[Stored data entries]
╔══

PR #598, opened 2026-08-18
fix(hook): retry transient socket read errors instead of reporting no daemon

### LINKED ISSUE #564: socket_004 is timing-flaky on the macOS fast tier, and a job-level re-run erases the evidence
`hook::tests::socket_004_slow_but_replying_daemon_still_returns_the_reply` (`src/hook.rs:1093`) failed once on the macOS fast tier and passed on a job-level re-run of the **same commit**.

## Evidence

PR #558, head `3e179daf`:

| | |
|---|---|
| Run | [`31807225052`](https://github.com/vfarcic/dot-agent-deck/actions/runs/31807225052) — `run_attempt=2`, conclusion `success` |
| **Attempt 1** | **`failure`** — job [`build-macos`](https://github.com/vfarcic/dot-agent-deck/actions/runs/31807225052/job/94788966425), step `Run cargo nextest run --workspace` |
| Attempt 2 | `success`, same commit, no code change |

**Not attributable to that branch.** `3e179daf`'s diff touches only `xtask/linkage-check/src/repo_state.rs` and `xtask/linkage-check/src/main.rs`. `src/hook.rs` is untouched, and `build-macos` passed on both earlier heads of the same branch (`c0c52bfe`, `4c9177b3`, each `run_attempt=1`) with that code identical.

## Why it is worth an issue rather than a re-run

**A job-level re-run overwrites the conclusion**, so `gh run list` and the PR's check board both show `build-macos success` and the failure leaves no visible trace. It is recoverable only via `actions/runs/<id>/attempts/1`. That is the same masking #402 recorded for `delegate_011` — *"a job-level re-run of the above"* — and it means the observed rate of these is systematically under-counted.

**`retries = 0`** in `.config/nextest.toml`'s default profile, and `build-macos` is a **blocking** job. So a single timing blip hard-reds a whole PR, and the only remedy on offer is a re-run that erases the evidence.

**This one is a plain unit test, which makes it a different case from #402.** `delegate_011` is an integration-shaped test in `tests/`. `socket_004` lives in `src/hook.rs`'s own `mod tests` — it spawns a daemon thread, talks to it over a socket, and asserts a reply arrives inside `GET_SEED_REQUEST_TIMEOUT`. A wall-clock bound between two threads on a shared CI runner is load-sensitive by construction, so the fast tier's fastest and most trusted layer contains a test that can lose a race to the scheduler.

## What I am not claiming

I have one occurrence. I am not asserting a rate, and I have not reproduced it locally — a load-dependent timing test is exactly the kind that will not reproduce on demand. Filing it because the evidence is about to become invisible: attempt-1 logs age out, and once they do there is nothing left to point at.

## Possible directions

- Make the assertion wait on the daemon thread's own readiness signal rather than a wall-clock bound, so it cannot lose to the scheduler.
- Or scope a `slow-timeout`/retry override to this test by name in `.config/nextest.toml`, the way `route_001` and `new-pane/016` already are — bounded, and it keeps the strict default for everything else.
- Either way, worth checking whether other `src/**` unit tests bound a cross-thread wait on wall-clock time; if `socket_004` is not alone, the class matters more than the instance.

Found while working #557/#558; unrelated to that change.

vfarcic:
Fixes #564.

## Where the defect is: the production timeout logic, not the test's timing assumption

The issue's leading hypothesis was that `socket_004` is a wall-clock race between two threads that a loaded macOS runner can lose. The durations refute that. Both occurrences failed **fast**:

| Occurrence | Head | nextest line | Budget |
|---|---|---|---|
| PR #558 | `3e179daf` | `FAIL [ 0.435s] ( 417/2628)` | `GET_SEED_REQUEST_TIMEOUT` = 5s |
| PR #464 | docs-only (`prds/*.md`) | `FAIL [ 0.401s] ( 405/2826)` | `GET_SEED_REQUEST_TIMEOUT` = 5s |

**This PR's own CI run then closed the argument.** The new artifact (below) records what a *healthy* macOS run of this test costs: `socket_004` **passed on `build-macos` in 0.420s** — sitting between the two failures at 0.401s and 0.435s. So the failing attempts were not slow at all; they took the same wall clock as a passing one and simply returned the wrong answer at the moment the reply was due. Whatever ended them was not the clock. (The honest cost is the test's own 300ms stub-daemon sleep plus platform overhead: 0.307s on Linux, ~0.42s on macOS.) Neither attempt spent a tenth of the budget. Starving this test into a false negative would take **5+ seconds** of scheduler denial — what actually happened returned in 0.4, about 100ms *after* the reply was due. The deadline was never in play, so the "wait on a readiness signal instead of a wall clock" direction would have papered over a real bug.

An abort there is reachable exactly one way. Every other terminal path in `read_reply_line` either needs the full ~5s (deadline expiry) or returns the reply — both EOF branches do, since a partial line is returned as `Some(partial)` and a completed one breaks out. So a `read` returned `Err`, and the loop did:

```rust
let n = stream.read(&mut buf).ok()?;
```

`.ok()?` makes **every** `io::Error` terminal. Two classes carry no information about whether the exchange is over:

- **`Interrupted` (`EINTR`)** — a signal landed on the waiting thread. It says nothing about the peer and nothing about the clock, and `std` does not retry it here the way `Write::write_all` does on the send side.
- **`WouldBlock`/`TimedOut`** — the socket's own per-read `SO_RCVTIMEO`, which is a *different clock* from the total-operation deadline this function advertises.

`read_reply_line` computed `deadline` only to re-arm the next read; it never consulted it when deciding a read failure was final. So the operation ended on the socket's word rather than the deadline's, inverting the contract its own doc comment states ("tracks wall-clock elapsed time against `deadline` … so the operation as a whole … cannot run past `deadline`"). The deadline bounded the operation from above but was not what *ended* it.

The user-visible cost is silent: `get-seed` treats "no reply" and "no daemon" alike and falls back to PTY injection, so a reply that was written and dropped is indistinguishable from an older daemon that never knew the verb. `delegate` shares the transport via `send_and_await_reply`.

## (a) The fix

A read failure is now reconciled with the deadline before it ends anything (`is_transient_read_error`): `Interrupted` always retries; `WouldBlock`/`TimedOut` retry while the operation's own budget has time left; everything else stays terminal. The loop head still returns once the budget is gone, so the operation stays bounded and **the 5s bound is unchanged** — `socket_003` and `socket_005` still return in 5.01s.

`read_reply_line` now returns a typed `ReplyReadError` (`DeadlineExpired` / `ClosedWithoutReply` / `Io` / `InvalidUtf8`) instead of a bare `Option`. **Every variant still folds into `SocketReply::NoReply` at the boundary**, so no caller sees a new outcome; the reason is logged and made available to the tests, because the ambiguity between those four is exactly what made this take two occurrences and a log excavation to place.

## Reproduced — the class, not the macOS failure

I have **no macOS box and did not reproduce the CI failure**, as the issue itself anticipated. What I did reproduce locally is the defect class, deterministically: **`error/socket/007`** drives the same slow stub daemon while `pthread_kill`ing the *client* thread with `SIGUSR1` 25 times at 10ms intervals, under a handler installed deliberately **without `SA_RESTART`** so the interrupted read really surfaces as `EINTR` rather than being restarted by the kernel.

Against the pre-fix logic it fails — and the signature matches CI:

```
FAIL [ 0.310s] socket_007_signal_interrupted_read_still_returns_the_reply
  got NoReply (read error: Some(Io(Os { code: 4, kind: Interrupted, message: "Interrupted system call" })));
  the stub daemon reports: writing the reply failed: Broken pipe (os error 32)
```

0.310s of a 5s budget, next to CI's 0.401s and 0.435s. It passes after the fix, and is stable over repeated runs including pinned to a single core (`taskset -c 0`, 4x, 0.312–0.314s).

To be explicit about what this does **not** establish: it does not prove which errno macOS returned. That is why the fix covers the whole transient class rather than one errno, and why the assertions now print the cause.

## Test hardening

`socket_004` no longer collapses the result into `Option<String>` before asserting — a bare `left: None` is a value that `NoReply` and `Unreachable` produce alike. It now reports the full `SocketReply`, the `ReplyReadError`, **elapsed vs. budget**, and the stub daemon's own outcome (did its write actually succeed?). Had that message existed, the diagnosis above would have come out of the failure instead of out of attempt-1 log archaeology.

The 300ms sleep is kept: the evidence says it was never the problem, and "slow daemon" is the scenario under test.

## (b) A job-level re-run no longer destroys the failing attempt

Two changes:

1. **All three nextest jobs upload their JUnit XML**, named `nextest-<os>-attempt-${{ github.run_attempt }}`. The attempt in the *name* is load-bearing twice over: artifacts are scoped to the run rather than the attempt, and upload-artifact v4+ refuses to overwrite an existing name, so a fixed name would make the re-run's upload fail outright. With it, attempt 1's results sit alongside attempt 2's and stay readable after the conclusion has been overwritten in place.

   The payload is the only structured record of a run — per-test wall clock plus the full failure message. Verified locally that a failing run's XML carries `time="0.325"` and the complete panic text. **The duration is not incidental; it is what diagnosed this issue**, and it currently appears nowhere but a nextest log line that ages out.

   Applied to `build`, `build-windows` and `build-macos`: the masking is a property of re-running any job, not of macOS.

   **Verified live on this PR's first run**, rather than assumed: it produced `nextest-linux-attempt-1`, `nextest-windows-attempt-1` and `nextest-macos-attempt-1` (37-55KB each, 90-day retention), and the macOS one is where the 0.420s figure above came from — a number that would previously have existed only in a log line. That is the mechanism doing exactly its job on its first outing.

2. **Fixed the JUnit path.** nextest resolves `[profile.default.junit] path` relative to the profile's store directory, so `"target/nextest/default/junit.xml"` was actually writing `target/nextest/default/target/nextest/default/junit.xml`. Nothing read the file, so the doubling went unnoticed — which is the point.

## Deliberately not done

- **No `slow-timeout`/retry override for `socket_004`** (the issue's second suggested direction). The evidence says the test is right and the code was wrong; a retry would have hidden a genuine production defect, and `retries = 0` stays the strict default.
- **`UnixStream::connect` still does not retry `EINTR`.** `connect(2)` on an already-bound local AF_UNIX socket completes without blocking, so this is theoretical; `socket_007`'s 50ms lead-in keeps signals out of that window on purpose, and the assertion message names `Unreachable` explicitly so that case would not be mysterious.
- **I did not sweep other `src/**` unit tests for wall-clock cross-thread waits** (the issue's third direction). Worth its own pass; the class here turned out to be a production bug rather than a test-timing one, so the sweep would be looking for something different than originally framed.

**Did this change the TUI↔daemon contract? No.** No wire shape moved, no field changed meaning, no role-map value type shifted; `SocketReply`'s variants and their semantics are identical and the daemon side is untouched. The change is confined to the client's read loop deciding when to stop reading. So no `PROTOCOL_VERSION` bump and no `.breaking.md`.

Because nothing on the wire moved, I did **not** run the two-daemon cross-version sandbox — flagging that explicitly rather than silently, so it can be required if you read the boundary differently.

## Gates

- `cargo fmt --check` clean
- `cargo clippy --workspace --all-targets --features e2e -- -D warnings` clean
- `cargo test-fast` — 2722 passed, 0 failed
- `cargo xtask linkage-check` — ok (534 catalog ids, 462 annotations)
- `cargo test-e2e` **not** run (rule 5 bounds it to pre-release; this change is fast-tier only)

Changelog fragment: `changelog.d/564.bugfix.md`.

### DIFF
--- a/.config/nextest.toml
+++ b/.config/nextest.toml
@@ -3,8 +3,17 @@ retries = 0
 slow-timeout = { period = "60s", terminate-after = 3 }
 fail-fast = false
 
+# Issue #564: `path` is resolved RELATIVE TO the profile's store directory
+# (`target/nextest/<profile>/`), so the previous value of
+# "target/nextest/default/junit.xml" actually wrote
+# `target/nextest/default/target/nextest/default/junit.xml`. Nothing read the
+# file, so the doubling went unnoticed — and that is the point: this is the one
+# structured, per-test, machine-readable record of a run (per-test durations and
+# the full failure message), and CI now uploads it per run_attempt so that a
+# job-level re-run cannot erase a failing attempt's evidence the way it erased
+# the first `socket_004` occurrence.
 [profile.default.junit]
-path = "target/nextest/default/junit.xml"
+path = "junit.xml"
 
 # PRD #140 M5.1: `orchestration/route/001` boots SIX interactive Haiku panes
 # across two orchestration tabs and drives two concurrent
--- a/.github/workflows/ci.yml
+++ b/.github/workflows/ci.yml
@@ -199,6 +199,17 @@ jobs:
       # inert and the gap survived #436. Costs nothing measurable: all 48 are
       # under 40ms and the tier's wall clock is set by its slowest test.
       - run: cargo nextest run --workspace
+      # Issue #564: keep this attempt's results after a job-level re-run
+      # overwrites the conclusion. Full rationale on the identical step in
+      # `build-macos` below — the masking is a property of re-running any job,
+      # not of macOS, so all three test jobs carry it.
+      - name: Preserve this attempt's test results
+        if: always()
+        uses: actions/upload-artifact@v7
+        with:
+          name: nextest-linux-attempt-${{ github.run_attempt }}
+          path: target/nextest/default/junit.xml
+          if-no-files-found: warn
       # CLAUDE.md rule 7 has always SAID this runs in CI ("CI's linkage-check
       # rule 7 fails the build if the Scenario comment is missing or the
       # generator fails"), and the build-macos/build-windows comment says these
@@ -349,6 +360,17 @@ jobs:
       # dependency (`symlinks_named_like_owned_dirs_are_skipped`) is already
       # `#[cfg(unix)]`; the rest are in-memory or tempdir-based.
       - run: cargo nextest run --workspace
+      # Issue #564: keep this attempt's results after a job-level re-run
+      # overwrites the conclusion. Full rationale on the identical step in
+      # `build-macos` below — the masking is a property of re-running any job,
+      # not of macOS, so all three test jobs carry it.
+      - name: Preserve this attempt's test results
+        if: always()
+        uses: actions/upload-artifact@v7
+        with:
+          name: nextest-windows-attempt-${{ github.run_attempt }}
+          path: target/nextest/default/junit.xml
+          if-no-files-found: warn
 
   # macOS (host = aarch64-apple-darwin) compile + clippy + unit-test gate,
   # mirroring build-windows. macOS is otherwise built ONLY in the release
@@ -388,6 +410,45 @@ jobs:
       # there is nothing to match-and-narrow here — the clippy divergence is
       # about `--all-targets --features e2e`, not about package selection.
       - run: cargo nextest run --workspace
+      # Issue #564: preserve THIS attempt's test results, so a job-level re-run
+      # cannot destroy the evidence from a failing one.
+      #
+      # A job-level re-run overwrites the job's conclusion in place. After
+      # re-running this job on the same commit, `gh run list` and the PR's
+      # check board both read `success`, and the failure that prompted the
+      # re-run survives only under `actions/runs/<id>/attempts/<n>`, whose logs
+      # age out. So the standard remedy for a one-off timing blip — and with
+      # `retries = 0` in .config/nextest.toml and every build job blocking, a
+      # re-run is the ONLY remedy on offer — is also the thing that erases the
+      # record of it, which makes the observed rate of such failures
+      # systematically under-counted. #564 nearly lost its first occurrence
+      # that way, and #402 recorded the same masking for `delegate_011`.
+      #
+      # `${{ github.run_attempt }}` in the artifact NAME is the load-bearing
+      # part, twice over: artifacts are scoped to the run rather than the
+      # attempt, and upload-artifact v4+ refuses to overwrite an existing name,
+      # so a fixed name would make the re-run's upload fail outright. With the
+      # attempt in the name, attempt 1's results sit alongside attempt 2's and
+      # the failing attempt stays readable after its conclusion is gone.
+      #
+      # The payload is nextest's JUnit XML — the only structured record of a
+      # run: per-test WALL CLOCK plus the full failure message. The duration is
+      # not incidental, it is what diagnosed #564. Both macOS failures of
+      # `socket_004` took ~0.4s against that test's 5s budget, which is what
+      # showed the deadline was never in play and a read error had ended the
+      # exchange instead. That number appears nowhere but this artifact and a
+      # nextest log line.
+      #
+      # `always()` so it runs on the failing path, which is the only path that
+      # matters here; `if-no-files-found: warn` because a job that dies before
+      # the test step has no results and must not fail on that.
+      - name: Preserve this attempt's test results
+        if: always()
+        uses: actions/upload-artifact@v7
+        with:
+          name: nextest-macos-attempt-${{ github.run_attempt }}
+          path: target/nextest/default/junit.xml
+          if-no-files-found: warn
 
   # `cargo audit` reads Cargo.lock, which a devbox-only PR cannot touch.
   security:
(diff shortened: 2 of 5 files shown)


vfarcic:
**Note for review: Greptile did not actually inspect this PR.**

Its review object is present but is a credit notice, not a review:

> Greptile has paused reviews on this repository — it used its 300 free open-source review credits for this billing period. Reviews resume automatically on August 25.

So there are no inline comments to respond to (`gh api repos/vfarcic/dot-agent-deck/pulls/598/comments` returns 0), and none will arrive on a re-push before Aug 25 unless an org admin enables billing. Per CLAUDE.md rule 8 the findings normally live in the inline comments, so flagging explicitly that **the automated review layer is absent here** rather than clean — this PR has had no bot review at all, and human review is the only review it will get.

CI is green on `4f97690` across all nine checks, including `build-macos` twice.

prageethw (approved):
Excellent root-cause work — the duration evidence (0.401s/0.435s failures vs 0.420s healthy run, all well under the 5s budget) correctly rules out the wall-clock race the issue suspected and locates the real bug in `.ok()?` treating every read error as terminal, including EINTR and the per-read SO_RCVTIMEO firing early relative to the operation deadline. The fix reconciles read failures against the deadline before ending the exchange, and `is_transient_read_error` is correctly bounded (WouldBlock/TimedOut only retry while deadline has remaining budget, so no infinite-spin risk). Deterministic local repro via SIGUSR1 without SA_RESTART is a good substitute for an unavailable macOS box. The JUnit-artifact and double-path fixes are a solid diagnostic-infrastructure bonus. CI green.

╚══

* Problem requirements
When a line among the entries contains "whole", pull that line out.

* Your response
**`retries = 0`** in `.config/nextest.toml`'s default profile, and `build-macos` is a **blocking** job. So a single timing blip hard-reds a whole PR, and the only remedy on offer is a re-run that erases the evidence.
`read_reply_line` computed `deadline` only to re-arm the next read; it never consulted it when deciding a read failure was final. So the operation ended on the socket's word rather than the deadline's, inverting the contract its own doc comment states ("tracks wall-clock elapsed time against `deadline` … so the operation as a whole … cannot run past `deadline`"). The deadline bounded the operation from above but was not what *ended* it.
To be explicit about what this does **not** establish: it does not prove which errno macOS returned. That is why the fix covers the whole transient class rather than one errno, and why the assertions now print the cause.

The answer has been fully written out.